FreeDNS subdomains in anonymous proxy campaign

Jan 18, 2019

Do you use FreeDNS and get mysterious requests to attach to your domain? FreeDNS is a DNS hosting service that allows other users to add subdomains to your domains by default, conditional on your approval.

I receive many requests such as the following, but the destinations are always offline when I investigate. In these cases, these subdomains are briefly active from the time of creation until I delete them.

FreeDNS subdomain request from luckcloud513

However, today I was requesting a Let's Encrypt certificate for a new subdomain that I had made for schlachter.ca, and surprisingly got a rate limiting error:

acme-client: transfer buffer: [{    "type": "urn:acme:error:rateLimited",    "detail": "Error creating new cert :: too many certificates already issued for: schlachter.ca: see https://letsencrypt.org/docs/rate-limits/",    "status": 429}] (204 bytes)

The limit is 50 certificates per domain per week (excluding renewals), and this week I haven't attempted to get any new certificates.

I hypothesized that my automatic renewal script might be requesting certificates too often, so I looked up all certificates for the domain and subdomains on a Certificate Transparency search page. Interestingly one subdomain dominated the results:

Subdomain certificate results from crt.sh

All in all, 182 certificates issued for zhfx.schlachter.ca! This is the same subdomain that a user had created on schlachter.ca earlier in the week. I assume many of the certificates listed are 'renewals' that don't count against the 50 certificates per domain per week.

Curiously, each of these certificates is for roughly 80 four-letter subdomains on a variety of domains:

Subdomain certificate results from crt.sh

My first question was whether all of these domains using are also using FreeDNS, which is indeed the case:

Nameservers for domain list, all at FreeDNS

Where are these subdomains pointing? Those that resolve point to a variety of Heroku instances:

Dig results for domain list, all pointing to Heroku

Are any of these subdomains online and offering any services? Here's a representative port scan with nmap.

nmap scan results for example domain

Every instance has four open ports: 21 (FTP), 80 (HTTP), 443 (HTTPS), and 554 (RTSP). A few have port 7070 (REAL Server?) open as well. Connection attempts on ports 21, 554, and 7070 all time out.

What's being served on port 80? Here are the titles and MD5 hashes of the pages hosted on the subdomains:

Title of page on each domain MD5 hashes of pages on each domain

The pages all have the same title, and exist in two variants, as shown by the MD5 hashes. Ironically, none of the instances are accessible using TLS, despite the rate-limit-triggering certificate requests to Let's Encrypt.

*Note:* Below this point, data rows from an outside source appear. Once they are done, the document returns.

Issue #213, opened 2024-09-10
Workflow: Fix coverage report updates


cwlacewe:
**Describe the bug**
Currently, the updated coverage reports aren't being pushed if the coverage threshold is not satisfied (Results job fails) even if manually approved. This is shown in PR #209 which will affect coverage comparisons for upcoming PRs.

High chances of new PRs failing because comparing to old coverage values/reports.

**Expected behavior**
Even if comparison is below threshold, update coverage reports/values for current PR. This will involve removing `success` check for Update job because currently the job is completely skipped if this occurs and doesn't update anything.

**Screenshots**
![image](https://github.com/user-attachments/assets/3edefada-7be6-4634-85c0-1c4ae294d09c)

What are these subdomains being used for? Here's a screenshot of one, as well as a Google Translate version of the same page translated to English:

Example page, writing in Chinese Example page, translated to English

The page title mentions the Node Unblocker package, but the footer links to the GitHub project gfw-breaker/heroku-node-proxy. This appears to be an easily-deployable packaging of the former. The heroku-node-proxy repository links to what looks to be a Falun Gong news site.

Conclusion: an organisation is deploying Heroku instances provisioned with an implementation of Node Unblocker for censorship evasion, apparently in China. FreeDNS is used to recruit subdomains which provide access to nodes. Let's Encrypt is used to provide secure connections to these subdomains, though this feature is apparently not yet operational.